━━ EXCERPTED DATA

PR #151, opened 2021-02-13
FDS-29 - Form PAC documentation

lordpixel:
Hi team,

This adds PAC docs for Form. cheers!

### DIFF
--- a/packages/cascara/src/ui/Form/Form.doc.mdx
+++ b/packages/cascara/src/ui/Form/Form.doc.mdx
@@ -1,6 +1,7 @@
 ---
 title: Form
 propTable: Form.js
+status: 'Alpha'
 ---
 
 # Public API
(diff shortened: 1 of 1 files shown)


packages/cascara/src/ui/Form/Form.doc.mdx
```diff
@@ -1,5 +1,282 @@
 ---
 title: Form
-# propTable: Form.js
-status: 'WIP'
+propTable: Form.js
```
brianespinosa, line 3:
```suggestion
propTable: Form.js
status: 'Alpha'
```
I think we should always add an alpha or beta status for new components that might be coming in. We will need to figure out how we decide the difference between these, but since it is new, we should at least add this.

brianespinosa (changes requested):

brianespinosa (approved):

━━━━

TASK - The answer should consist of all lines from the records above that hold the word "Form".

FINAL ANSWER -
FDS-29 - Form PAC documentation
This adds PAC docs for Form. cheers!
--- a/packages/cascara/src/ui/Form/Form.doc.mdx
+++ b/packages/cascara/src/ui/Form/Form.doc.mdx
 title: Form
 propTable: Form.js
packages/cascara/src/ui/Form/Form.doc.mdx
 title: Form
-# propTable: Form.js
+propTable: Form.js
propTable: Form.js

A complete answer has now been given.